• **Work request**: Find the line containing "This came up" in the entries below. Restate it and each line after it, word for word, up to and including the line containing "Proposed approach -- a".

── Supplied data

Issue #5047, opened 2026-06-18
[Feature Request] Portable data-file restart for BPM internal state via a recovery-proxy fix


akohlmey:
**Summary**

BPM-package simulations can currently only be restarted from binary restart files, because the per-bond reference and history state managed by `FixBondHistory` (the reference length `r0`, plus the evolving VES/EPS/rotational history) is never written to data files. Since data files are portable across LAMMPS versions while binary restarts are not, I would like a portable, text-based way to resume a BPM simulation: persist this internal state as additional data-file *section(s)* recovered through a new, generic `fix bpm/restore` proxy.

**Detailed Description**

This came up while implementing PR #5045 (re-implementing the PERI peridynamics models on the BPM framework). For those models -- and for BPM bond styles in general -- almost all of the state needed to resume a run is already portable:

- atoms / velocities / masses / bond topology -> standard data-file sections;
- per-atom fields such as `vfrac` / `smin` / `lambda` -> `fix property/atom` data-file sections (already supported);
- derived quantities (`wvolume`, `vinter`, ...) are recomputed at setup.

The one piece that is *not* portable is the **per-bond reference state** held by `FixBondHistory`: the reference length `r0` (frozen at the undeformed configuration, so it cannot be reconstructed from the deformed positions stored in a data file) and the evolving per-bond history of the VES/EPS/rotational models. Without it, re-creating the bonds would re-baseline `r0` to the current (deformed) length and silently discard all accumulated deformation.

Proposed approach -- a generic recovery proxy fix, conceptually the data-file analog of how a binary restart hands per-fix data blocks back to the owning fix:

- A new, user-declared `fix bpm/restore` (name TBD) that owns one or more BPM data-file sections via the existing generic `Fix` data-file section API (`write_data_header` / `write_data_section*` / `read_data_section`, gated by `wd_header` / `wd_section`). This is the same additive, format-preserving mechanism already used by `fix cmap` (a per-crossterm section keyed by atom tags) and `fix property/atom`: it *adds a section*, it does not change the data-file format.
- On `write_data`, the proxy asks each registered producer to serialize its state and emits a self-describing section (e.g. a `Bond History` section: one tag-ordered row per bond, `atom1 atom2 h0 ... h{n-1}`, with the column count recorded so a reader can validate it).
[...]

PR #5131, opened 2026-08-14
Add read/write reference file ability to restore BPM internal bond history data 

zawh4159:
**Summary**

This feature adds an ability to read and/or write separate reference files from an optional setting(s) in the BondBPM class. This can be used to restore the per-bond reference state data held by `FixBondHistory.` Two optional settings are added `write/reference` and `read/reference`

`write/reference`
Similar to `store/local` bond data is transferred to an internal fix that can be accessed by other LAMMPS commands. Reference files can then be written using standard `dump local` command.

`read/reference`
Reads a text file in that same format at bond-style construction time and restores the reference state from it.

**Related Issue(s)**

This addresses a commonly requested feature [#5047](https://github.com/lammps/lammps/issues/5047).

**Author(s)**

Zachary White (Sandia National Labs, CU Boulder) zwhite55@gmail.com

**Licensing**

Claude (Anthropic) was used to help write and edit the documentation (the `.rst` files) included in this pull request. All code and modifications to `bond_bpm.cpp`/`bond_bpm.h` were written by the author without AI assistance.

**Backward Compatibility**

Both keywords are opt-in and off by default (`reference_flag`/`id_fix_write_ref`) are unset unless the keyword is given), so existing input scripts and their behavior are unaffected. No existing keyword syntax, restart format, or data structure was changed.

**Implementation Notes**

*Writing:* `write/reference` reuses the existing `FixStoreLocal` machinery already used by `store/local` (broken-bond output), but as a second, independent internal fix (`fix_write_ref`) sized to `nhistory + 2` columns (the two atom IDs plus every history value for that substyle). `BondBPM::write_reference()` is called from `pre_compute()` every `write_ref_freq` steps and, for each locally-owned bond, packs `(tag[i], tag[j], history[0..nhistory))` into the fix via `add_data()`. The user then dumps that fix's columns with a standard `dump local` command; the resulting file is an ordinary dump-local file, so all of LAMMPS's existing tooling for that format applies. Because the reference-file reader locates data using the `ITEM: NUMBER OF ENTRIES` / `ITEM: ENTRIES` header lines that `dump local` produces, `dump_modify ... header no` must not be used on this dump.

*Reading:* `BondBPM::read_reference()` runs on proc 0 (via `TableFileReader`/`ValueTokenizer`) during `settings()`, before the simulation begins. It scans for the `ITEM: NUMBER OF ENTRIES` keyword to get the bond count, then the following `ITEM: ENTRIES` line to infer the number of history columns (`nbonddata`) present in the file, and finally reads that many data lines into two flat arrays: `bListdata` (atom ID pairs) and `bHistdata` (history values). This is broadcast to all processors via `MPI_Bcast`.

*Restoring:* restoration into `FixBondHistory` happens in `BondBPM::restore_data()`, which is called once from `pre_compute()` (guarded by `restore_flag`) in place of the substyle's own `store_data()`. It builds a hash map keyed on `min(tag_i,tag_j)*natoms + max(tag_i,tag_j)` to look up each local bond's row in the file data in O(1), then overwrites both `fix_bond_history`'s per-atom storage and the `bondstore` array with the file's values, bypassing whatever the substyle would otherwise compute from the bonds' current geometry. This is what makes it possible to restore a reference state after a `data file` read (which has no history at all) or to override the state computed from the current configuration with an externally supplied one.

*Column layout:* the reference-file column order after the two atom IDs is substyle- and setting-dependent (e.g. `bpm/rotational` has different column counts under `damping derivative` vs. `damping dem`; `bpm/peri` depends on which constitutive model, `pmb`/`lps`/`eps`/`ves`, is active, and on the largest model in use when bond types are mixed). Two error checks guard against mismatches: the number of history columns in the file must equal `nhistory` for the active substyle/settings, and the number of file entries must equal `atom->nbonds` exactly. `Howto_bpm.rst` documents the full per-substyle column table so a reference file can be constructed or interpreted correctly outside of LAMMPS.

**Post Submission Checklist**


jtclemm (approved):
Thanks for adding this feature @zawh4159 !

I made a few changes, mostly precautionary guards on memory and renaming write/reference -> write/history to be a bit more general. The only other improvement I can think of is adding an example. But that might make more sense to add later (maybe a viscoelastic test where you want to control bond history?).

────

• **Finished exercise**:
This came up while implementing PR #5045 (re-implementing the PERI peridynamics models on the BPM framework). For those models -- and for BPM bond styles in general -- almost all of the state needed to resume a run is already portable:

- atoms / velocities / masses / bond topology -> standard data-file sections;
- per-atom fields such as `vfrac` / `smin` / `lambda` -> `fix property/atom` data-file sections (already supported);
- derived quantities (`wvolume`, `vinter`, ...) are recomputed at setup.

The one piece that is *not* portable is the **per-bond reference state** held by `FixBondHistory`: the reference length `r0` (frozen at the undeformed configuration, so it cannot be reconstructed from the deformed positions stored in a data file) and the evolving per-bond history of the VES/EPS/rotational models. Without it, re-creating the bonds would re-baseline `r0` to the current (deformed) length and silently discard all accumulated deformation.

Proposed approach -- a generic recovery proxy fix, conceptually the data-file analog of how a binary restart hands per-fix data blocks back to the owning fix:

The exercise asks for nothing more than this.